Brad lived to do the wrong thing, even back then, and we would ride around our neighborhood looking for 10-speeds for him wreck. He was so matter of fact with the passing of his knowledge to me, like he was teaching me how to roller skate.
This is how you strip a 10-speed's gears...
Oh. Ok. Should you be doing this?

We hung out by our school a lot, because it was a few blocks away from our homes. One day, in the ditch in front of the school, I noticed something shiny.
Now, I've always been a lover of all things shiny, so that was nothing new. Every chance I got I was into my mother's jewelry box, and I was constantly putting dimes in the plastic crap machines at the grocery store, to try to get a tin engagement ring with a pink rhinestone.

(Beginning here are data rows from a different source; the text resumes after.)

PR #1559, opened 2022-06-01
Some performance reduce-mixin fixes

JKL98ISR:
related to #1550

### DIFF
--- a/deepchecks/tabular/checks/model_evaluation/performance_report.py
+++ b/deepchecks/tabular/checks/model_evaluation/performance_report.py
@@ -9,7 +9,7 @@
 # ----------------------------------------------------------------------------
 #
 """Module containing performance report check."""
-from typing import Callable, Dict, TypeVar, cast
+from typing import Callable, Dict, TypeVar, Union, cast
 
 import pandas as pd
 import plotly.express as px
@@ -36,7 +36,9 @@ class PerformanceReport(TrainTestCheck, ReduceMixin):
     alternative_scorers : Dict[str, Callable], default: None
         An optional dictionary of scorer name to scorer functions.
         If none given, using default scorers
-
+    reduce: Union[Callable, str], default: 'mean'
+        An optional argument only used for the reduce_output function when using
+        non-average scorers.
     Notes
     -----
     Scorers are a convention of sklearn to evaluate a model.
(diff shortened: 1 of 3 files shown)


ItayGabbay (dismissed):

deepchecks/tabular/checks/model_evaluation/performance_report.py
```diff
@@ -150,6 +150,7 @@ def reduce_output(self, check_result: CheckResult) -> Dict[str, float]:
         """Return the values of the metrics for the test dataset in {metric: value} format."""
         df = check_result.value
         df = df[df['Dataset'] == DatasetKind.TEST.value]
+        df = df.groupby('Metric').mean().reset_index()
```
matanper, line 153: I don't think this makes sense to do a mean

JKL98ISR: we can't start making assumptions about params all need to be able to be passed as options...
half of our params coming from unknown sources like the alternative metrics

JKL98ISR: the default sklearn metrics behavior for metrics if you want a single value is mean.
"Calculate metrics for each label, and find their unweighted mean. This does not take label imbalance into account."

matanper: after talking with @noamzbr the main points are:
1. If someone wants an averaged metric (not per-class), then he should use averaged scorers.
2. Using per-class metrics is legit for other use cases, like monitoring the worst-performing class. Therefore in order to make it possible we can add `per_class_reduce_fn` which accepts a string of pre-defined values (min, max, median, std, etc...), and then in the per-class case, we apply this reduce

JKL98ISR: we need the reduced_output to work in every case of the check
also i commented on why the reduce function should be as the check sol did

JKL98ISR: how is the check's default behavior misconfigured?

> where? you posted a sentence from unknown source and context
what do you mean? the user should be able to give a reduce function as it is in sol's check

deepchecks/tabular/checks/model_evaluation/performance_report.py
```diff
@@ -150,6 +156,7 @@ def reduce_output(self, check_result: CheckResult) -> Dict[str, float]:
         """Return the values of the metrics for the test dataset in {metric: value} format."""
         df = check_result.value
         df = df[df['Dataset'] == DatasetKind.TEST.value]
+        df = df.groupby('Metric').aggregate(self.reduce).reset_index()
```
matanper, line 159: the aggregate function accepts strings and functions?

JKL98ISR: yas, even tested

matanper (approved):

PR #1568, opened 2022-06-02
Add display in python gui

matanper:
the libraries used to show html gui are quite heavy size-wise therefore does not add them to requirements


ItayGabbay (approved):

yromanyshyn:
@matanper maybe let's just save the html and open it in the default browser?
then it will not need additional dependencies like Qt

matanper:
> @matanper maybe let's just save the html and open it in the default browser? then it will not need additional dependencies like Qt

It was one of the options, but we don't want to open a browser

yromanyshyn (approved):

TheSolY (approved):
Works smoothly on Pycharm Professional

Issue #1453, opened 2022-05-17
[FEAT] Reconsider special character treatment when column is all special characters


shir22:
**Describe the bug**
Makes other checks (except Special Characters) fail, example:
"+" and "-" strings are considered as nulls - both in MixedNulls Check and in StringMismatch Check

**To Reproduce**
Run:
```
import pandas as pd
from deepchecks.tabular import Dataset
from deepchecks.tabular.suites import single_dataset_integrity

col_names = ["A" + str(i) for i in range(1,17)]
cat_features = ['A1', 'A4', 'A5', 'A6', 'A7', 'A9', 'A10', 'A12', 'A13', 'A16']
df = pd.read_csv('https://archive.ics.uci.edu/ml/machine-learning-databases/credit-screening/crx.data', sep=",", names=col_names) 
ds = Dataset(df, cat_features=cat_features)
si.run(ds)
```

Will result in:
Conditions Summary table:
![image](https://user-images.githubusercontent.com/33841818/168740389-1836f3e2-10a9-4586-b602-badb9a7814de.png)

Check Outputs:
![image](https://user-images.githubusercontent.com/33841818/168740474-8e1ad9dc-0f21-4f8a-811b-40f2ee2fa425.png)
![image](https://user-images.githubusercontent.com/33841818/168740492-d229efc8-3c4b-4d81-9e31-6b1bf082f1c8.png)

matanper:
If you also suggested a solution here I missed it. Both checks use the `string_baseform` function, which transforms '+' and '-' into an empty string. We can change the checks/the function to leave the string as-is in case the transform results in empty string

PR #1581, opened 2022-06-06
base form operates only if at least one alphanumeric char exist

Nadav-Barak:
Solves https://github.com/deepchecks/deepchecks/issues/1453.

### DIFF
--- a/deepchecks/utils/strings.py
+++ b/deepchecks/utils/strings.py
@@ -244,7 +244,10 @@ def get_random_string(n: int = 5):
 
 
 def string_baseform(string: Hashable) -> Hashable:
-    """Remove special characters from given string, leaving only a-z, A-Z, 0-9 characters.
+    """Normalize the string input to uniform form if possible.
+
+    If input is a string containing alphanumeric characters, removes all non-alphanumeric characters and convert
+    characters to lower form.
 
     Parameters
     ----------
@@ -253,11 +256,15 @@ def string_baseform(string: Hashable) -> Hashable:
     Returns
     -------
     str
-        string without special characters
+        original input if condition is not met or lower form alphanumeric characters of input.
     """
     if not isinstance(string, str):
         return string
-    return string.translate(DEL_MAP).lower()
+    lower_alphanumeric_form = string.translate(DEL_MAP).lower()
+    if len(lower_alphanumeric_form) > 0:
+        return lower_alphanumeric_form
+    else:
+        return string
 
 
 def is_string_column(column: pd.Series) -> bool:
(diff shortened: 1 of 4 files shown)


deepchecks/utils/strings.py
```diff
@@ -253,11 +256,15 @@ def string_baseform(string: Hashable) -> Hashable:
...
     -------
     str
-        string without special characters
+        original input if condition is not met or lower form alphanumeric characters of input.
     """
     if not isinstance(string, str):
         return string
-    return string.translate(DEL_MAP).lower()
+    lower_alphanumeric_form = string.translate(DEL_MAP).lower()
+    if len(lower_alphanumeric_form) > 0:
```
matanper, line 264: maybe we want this to be optional? does that fit in every check we use this?

tests/base/feature_importance_utils_test.py
```diff
@@ -55,7 +55,7 @@ def test_pipeline(iris_split_dataset_and_model_single_feature):
     _, test_ds, clf = iris_split_dataset_and_model_single_feature
     feature_importances, fi_type = calculate_feature_importance(clf, test_ds)
     print(feature_importances)
-    assert_that(feature_importances['sepal length (cm)'], equal_to(1))
+    assert_that(feature_importances['sepal length (cm)'], equal_to(1))  # pylint: disable=e1136
```
JKL98ISR, line 58: why we need that: # pylint: disable=e1136?

Nadav-Barak: Because pylint sucks and specifically they have a bug regarding this

tests/base/feature_importance_utils_test.py
```diff
@@ -55,7 +55,7 @@ def test_pipeline(iris_split_dataset_and_model_single_feature):
     _, test_ds, clf = iris_split_dataset_and_model_single_feature
     feature_importances, fi_type = calculate_feature_importance(clf, test_ds)
     print(feature_importances)
```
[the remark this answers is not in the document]
Nadav-Barak: :O
Removed

JKL98ISR:
1. why do we use this function in mixed_nulls?
2. look at the function `_get_special_samples` in string mismatch, pretty sure it will break it. there are checking if `len(string_baseform(sample))` is 0

deepchecks/utils/strings.py
Nadav-Barak: Will add a boolean

tests/tabular/checks/integrity/mixed_nulls_test.py
```diff
@@ -131,12 +131,12 @@ def test_mix_value_columns():
 
 def test_single_column_nulls_with_special_characters():
     # Arrange
-    data = {'col1': ['', '#@$', 'Nan!', '#nan', '<NaN>']}
+    data = {'col1': ['', 'value', 'Nan!', '#nan', '<NaN>']}
```
JKL98ISR, line 134: why not test the special char case?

Earlier that year, our school held a carnival, with games, and the prizes were all that stuff I loved and coveted, but held as my own little secret: boys don't like pink rhinestones, or any rhinestones, as a matter of fact, so I dejectedly took the 'boy' prize whenever I won a game. Don't get me wrong, I did love getting a little plastic gun or dog, but I wanted the jewelry more, which brings us to a flash forward...

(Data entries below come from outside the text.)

PR #1594, opened 2022-06-09
Add passed function to suite result

### LINKED ISSUE #1589: [BUG] [DOC] Dataset.numerical_features typo
image

Should probably be list of numerical

### LINKED ISSUE #1591: [BUG] Missing pytest function from doc
**Describe the bug**
In the docs there is a section about "integration" with pytest. a SuiteResult should have " passed_conditions()" function to assert on. but none exist. Also, there is no clear way to find out in script (instead of a notebook) which tests  pass/fail/warn. and it feels like there should be.
best thing I manged to do was iterate over test_result.results ->[idx of test] -> category -> value
**To Reproduce**
Try to run a suite and then assert on the function from the docs

**Expected behavior**
The function that is mention in the docs should be real/ removed from the docs until such a time when it is ready

 - OS: linux
 - Python Version:3.7.1
 - Deepchecks Version:0.7.2

**Additional context**

matanper:
resolve #1591 
resolve #1589

### DIFF
--- a/deepchecks/core/check_result.py
+++ b/deepchecks/core/check_result.py
@@ -161,9 +161,9 @@ class CheckResult(BaseCheckResult):
         """Return if this check has display."""
         return bool(self.display)
 
-    def passed_conditions(self, fail_on_warning=True) -> bool:
+    def passed_conditions(self, fail_if_warning=True) -> bool:
         """Return if this check has no passing condition results."""
-        return all((r.is_pass(fail_on_warning) for r in self.conditions_results))
+        return all((r.is_pass(fail_if_warning) for r in self.conditions_results))
 
     @property
     def priority(self) -> int:
--- a/deepchecks/core/check_result.py
+++ b/deepchecks/core/check_result.py
@@ -49,7 +49,7 @@ if TYPE_CHECKING:
     from deepchecks.core.checks import BaseCheck
 
 
-__all__ = ['CheckResult', 'CheckFailure']
+__all__ = ['CheckResult', 'CheckFailure', 'BaseCheckResult']
 
 
 TDisplayCallable = Callable[[], None]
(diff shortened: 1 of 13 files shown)


JKL98ISR (approved):

deepchecks/core/check_result.py
```diff
@@ -161,9 +161,9 @@ def have_display(self) -> bool:
         """Return if this check has display."""
         return bool(self.display)
 
-    def passed_conditions(self) -> bool:
+    def passed_conditions(self, fail_on_warning=True) -> bool:
```
Nadav-Barak, line 164: IMO fail on warning should be default False

deepchecks/core/suite.py
```diff
@@ -290,19 +290,45 @@ def to_wandb(
...
         """
-        failures = {}
-        for res in self.results:
-            if isinstance(res, CheckFailure):
-                failures[res.header] = res
-        return failures
+        return self.select_results(self.failures)
+
+    def get_checks_not_passed(self, fail_on_warning=True) -> List[CheckResult]:
+        """Get all the check results that have not passing condition.
```
Nadav-Barak, line 304: Not sure about this devision, where do checks without conditions go?

Maybe do this in the same devision as the new suite output: pass, fail, didnt run, other(/ checks without conditions)

deepchecks/core/suite.py
```diff
@@ -290,19 +290,45 @@ def to_wandb(
...
+
+         Returns
+        -------
+        List[CheckResult]
+            All the check results in the suite that have failing conditions.
+        """
+        return [r for r in self.select_results(self.results_with_conditions)
+                if not r.passed_conditions(fail_on_warning)]
+
+    def passed(self, fail_on_warning=True) -> bool:
```
Nadav-Barak, line 319: Same, IMO default should be false

Nadav-Barak (commented):
See comment about check devision

deepchecks/core/check_result.py
matanper: @noamzbr and @shir22 thinks otherwise

deepchecks/core/suite.py
matanper: this division is just for the passed function, checks without condition are not relevant

shir22 (approved):

ItayGabbay (approved):

PR #952, opened 2016-09-22
main: Start loading state before app is ready

feross:
As mentioned in
https://github.com/feross/webtorrent-desktop/pull/827#discussion_r799219
59

We should load the state outside the app.on('ready') handler so there's
a chance it's ready by the time 'ready' fires.

This improves startup time by roughly 50ms on my Macbook 12".

### DIFF
--- a/src/main/index.js
+++ b/src/main/index.js
@@ -4,6 +4,8 @@ const electron = require('electron')
 const app = electron.app
 const ipcMain = electron.ipcMain
 
+const parallel = require('run-parallel')
+
 const announcement = require('./announcement')
 const config = require('../config')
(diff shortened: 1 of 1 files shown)


src/main/index.js
```diff
@@ -4,6 +4,8 @@ const electron = require('electron')
 const app = electron.app
 const ipcMain = electron.ipcMain
 
+const parallel = require('run-parallel')
```
dcposch: This works, but I think it's cleaner to use `Promise.all`

feross: Feel free to PR that, but then also remove other places where `run-parallel` is used so it can be removed from `package.json`.

PR #954, opened 2016-09-22
use arch to determine OS_SYSARCH

omrilitov:
Hi,
I replaced some of the code with the package arch, which was exactly the same 😄


Flet:
The circle is complete! ⚪

PR #957, opened 2016-09-22
startup perf: Reduce require() calls

feross:
Every require() that we do before the users sees UI reduces startup
time.

I used the following code (added to index.js) to log every require()
call in the main process:

```js
var Module = require('module')
var required = {}
Module.prototype.require = function (orig) {
  return function (id) {
    if (!required[id]) {
      required[id] = true
      console.log(`${id}   (from ${this.filename})`)
    }
    return orig.apply(this, arguments)
  }
}(Module.prototype.require)
```

From this I was able to learn that lots of modules were being required
that aren't actually used until later.

I also sent this related PR to eliminate another few require()s:
https://github.com/LinusU/node-application-config/pull/4

This increases startup time by 50ms.

We'll probably realize much bigger gains by following this same
procedure for the renderer process.

### DIFF
--- a/src/main/index.js
+++ b/src/main/index.js
@@ -2,23 +2,15 @@ console.time('init')
 
 const electron = require('electron')
 const app = electron.app
-const ipcMain = electron.ipcMain
 
 const parallel = require('run-parallel')
 
-const announcement = require('./announcement')
 const config = require('../config')
 const crashReporter = require('../crash-reporter')
-const dialog = require('./dialog')
-const dock = require('./dock')
 const ipc = require('./ipc')
 const log = require('./log')
 const menu = require('./menu')
-const squirrelWin32 = require('./squirrel-win32')
 const State = require('../renderer/lib/state')
-const tray = require('./tray')
-const updater = require('./updater')
-const userTasks = require('./user-tasks')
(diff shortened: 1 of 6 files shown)


dcposch:
You mean decreases startup time by 50ms, right?

src/main/index.js
```diff
@@ -169,12 +170,16 @@ function sliceArgv (argv) {
 function processArgv (argv) {
   let torrentIds = []
   argv.forEach(function (arg) {
-    if (arg === '-n') {
-      dialog.openSeedDirectory()
-    } else if (arg === '-o') {
-      dialog.openTorrentFile()
-    } else if (arg === '-u') {
-      dialog.openTorrentAddress()
+    if (arg === '-n' || arg === '-o' || arg === '-u') {
```
dcposch: You can also write `['-n', ...].includes(arg)`

feross:
> You mean decreases startup time by 50ms, right?

Yep

src/main/index.js
feross: Right!

Flet:
...that snippet could be a nice little utility package on its own! 👍

PR #960, opened 2016-09-23
Add more peer ID entropy

feross:
This still keeps the peer ID printable as ascii, while adding lots more entropy


feross:
Teamwork! 👏 

screen shot 2016-09-23 at 6 10 54 pm

PR #962, opened 2016-09-23
Integration test fixes

dcposch:
@feross


Flet:
unrelated UX/UI side note: I like the simplicity of the checkbox for starting/stopping, but it was not immediately clear to me what it did.

mathiasvr:
The rows of pause checkboxes looks unnecessary to me. I think the checkbox should be hidden when not mousing over so you only see the title on idle torrents like before. Looks good otherwise.

dcposch:
CC @feross 
I agree having the default torrents all say "Paused" the first time the user opens the app doesn't seem very clear.

We wanted checkboxes on every torrent so you can see at a glance which ones are active. Currently, we use the blue circle next to the red download button, which has two problems:
1. You can only see whether a torrent is active by mousing over it
2. At least some of our users couldn't tell what the button does, so they filed issues like "add a button to stop seeding"

mathiasvr:
> 1. You can only see whether a torrent is active by mousing over it
You can still tell if they are active because only active torrents show progress info, while inactive ones displays the title. This is the part from the old design i liked better.

Flet:
Cool. I think the checkbox style will work with a little more iteration. I'll save further feedback/opinion for future issues/PRs pertaining to UX/style :)

dcposch:
Updated to the include UI improvements. See #963 #967 #966

dcposch:
I ran the integration tests three times in a row each on Mac and Windows. They should be reliable now.

The tests reflect how the app looks on master right now and what's shipping in v0.17.0

To run tests, you still have to use the following webtorrent.js branch via `npm link`

https://github.com/feross/webtorrent/pull/928

feross:
Sorry -- will get webtorrent PR merged now!

PR #964, opened 2016-09-23
avoid saving window bounds when on player

### LINKED ISSUE #961: App saves the wrong window bounds when quitting while in the player
### Steps to reproduce
- Start playing a video. The window resizes to fit.
- Quit the app (Cmd+Q)
- Restart the app

### Expected result
The torrent list (home page) should open at the size it was before, as if you had hit Esc to quit out of the video.

### Actual result
The window opens at the same huge size as the video.

We can fix this by only saving window bounds on resize when *not* in the player.

CC @Flet https://github.com/feross/webtorrent-desktop/pull/827

Flet:
fixes #961

### DIFF
--- a/src/renderer/main.js
+++ b/src/renderer/main.js
@@ -466,8 +466,10 @@ function onFullscreenChanged (e, isFullScreen) {
 }
 
 function onWindowBoundsChanged (e, newBounds) {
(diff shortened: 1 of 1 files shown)


dcposch:
Fixes #961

Sitting in the darken theater in my Connecticut high school in 1980, I learned a little something about myself: The movie we were watching featured Bette Davis (I think The Virgin Queen, but probably not) as the Queen of England, and, as a sub-plot, a gay couple got caught 'doing it' while wearing the expensive jewels they had stolen. I wasn't sure if the jewels made them horny, or the sense of security their value created, or the fact they were stolen from the Queen, but they did seem to play a major part of their amorous actions.

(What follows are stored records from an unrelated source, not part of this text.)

PR #963, opened 2016-09-23
WebTorrent Desktop v0.17.0

dcposch:
@feross @Flet @grunjol @mathiasvr

PR #966, opened 2016-09-23
set status to Idle if paused

Flet:
"Paused" status is a bit confusing to show on the torrent list, especially since it means something different if on the player view.

This PR changes it to say "Idle" instead, which helps convey the torrent state better and avoids using the same word for two things.

...just floating this PR out as an idea. If its not something we should do go ahead and close it :)

Screenshot:
image

### DIFF
--- a/src/renderer/pages/torrent-list-page.js
+++ b/src/renderer/pages/torrent-list-page.js
@@ -174,7 +174,10 @@ module.exports = class TorrentList extends React.Component {
     }
 
     function renderTorrentStatus () {
-      return (<span>{capitalize(torrentSummary.status)}</span>)
+      let status = torrentSummary.status === 'paused'
+        ? 'Idle'
+        : capitalize(torrentSummary.status)
+      return (<span>{status}</span>)
     }
   }
 


Flet:
Also apologies in advance for breaking integration tests :trollface:

dcposch:
How about

[ ] Start

dcposch:
And np the integration tests are already borked :)

I'll update #962 once we decide on a ui

feross:
> How about [ ] Start

The text next to the checkbox is the current status of the torrent. So, Downloading vs. Idle makes sense. Downloading vs. Start doesn't.

Actions like "Start" belong on buttons (or links), IMO

dcposch:
"Idle" is OK for torrents that have never been started, but doesn't make sense for paused downloads 

How about

#### New torrent, like the default torrents when you first install the app

No label, just the checkbox

[ ]

#### Downloading

[x] Downloading [===   ] 60% . ...

#### Paused, not 100% done

[ ] Paused [===   ] 60% . ...

#### Seeding

No progress bar:

[x] Seeding 100% . ...

#### Paused, 100% done

[ ] Not seeding 100% . ...

Flet:
It's a little more complex to implement but I like it @dcposch! Much clearer for the user.

dcposch:
PR here: #963

Flet:
Thanks @dcposch :)

Issue #947, opened 2016-09-21
Update auto-launch to 5.0.0


feross:
`auto-launch` 5.0.0 was just released: https://github.com/Teamwork/node-auto-launch/releases/tag/5.0.0

Let's remove the macOS workaround added in https://github.com/feross/webtorrent-desktop/pull/923 if we can.

@dcposch @noamokman

noamokman:
PR is ready 👍

feross:
Closing re @dcposch's comment here: https://github.com/feross/webtorrent-desktop/pull/968#issuecomment-249455373

PR #968, opened 2016-09-24
update auto-launch

noamokman:
Hi,
This is about #947,
Tested on windows 😄 

Need help testing on mac.

Thanks!


dcposch:
i just tested this on mac.

testing is a kind of a pain: you have to package the app, which is slow, then change the prefs, restart, change the prefs, restart again

i don't think it works

we should just stay on auto-launch 0.4.1. if it ain't broke, don't fix it.

@feross

PR #973, opened 2016-09-27
Pixel values should use numbers, not strings

feross:
React converts to string and adds 'px' automatically


feross:
Thanks for the all the reviews, @demoneaux and @mathiasvr!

"Oh. Hmm. Gay and diamonds and rubies. Hmm. Whatta ya know..." I thought to myself.
Anyway, back to that summer day in 1977 with Brad, I saw a bunch of those plastic bracelets and rings and necklaces lying in the ditch, mouldering away. They were also lying with the 'boy' toys, but there were just too many toys there for me to think any one or two kids had put them there. There were dozens! I started picking them out of the muck as fast as I could, then slowly stopped.
I knew none of my classmates did this; we all wanted as much of the prizes as we could get. So either the teachers threw them here, or the people who ran the carnival did. Someone threw the things I had wanted so badly a few months ago into the ditch like it was garbage. Right in front of the school! They didn't even try to hide it!
I began to see the there was a difference between the true value things possessed, and the value I placed on them. It still doesn't stop me from buying things like this on Ebay, though.

In 1989, I moved out of my apartment on Pinegrove, and found a place with Scot. It wasn't too hard to find a place, for the moment we stepped into the courtyard on Sheridan by Broadway, we knew this was the place for us. It was big and light and in great shape for a vintage building, and very affordable.
I was happy Scot wanted to live with me, cause I really didn't want to be alone. And with Jody leaving Chicago, Scot was glad I asked.
My Floridian landlord was happy to see me go, and I walked my things down the street everyday for a week, and needed only one trip to move the rest of it, with a friend's car. This was my fourth year in Chicago, but it felt like my thirtieth.
For some reason, I played Crowded House's first two tapes over and over on my stereo, in the bedroom of my new place. Neil Finn therapy sessions. To this day, I am on Sheridan and Broadway if I hear a song of theirs. Those two tapes gave me such a complete feeling of utter failure, I'm not sure why I played them so much; maybe to spur me on to make some more changes in my life? I felt that way because theirs was boyfriend music; it was music I would make-out to, it was music you talked about the meaning of over dinner. It was music that could bring two people closer together. You don't have that, you don't have that...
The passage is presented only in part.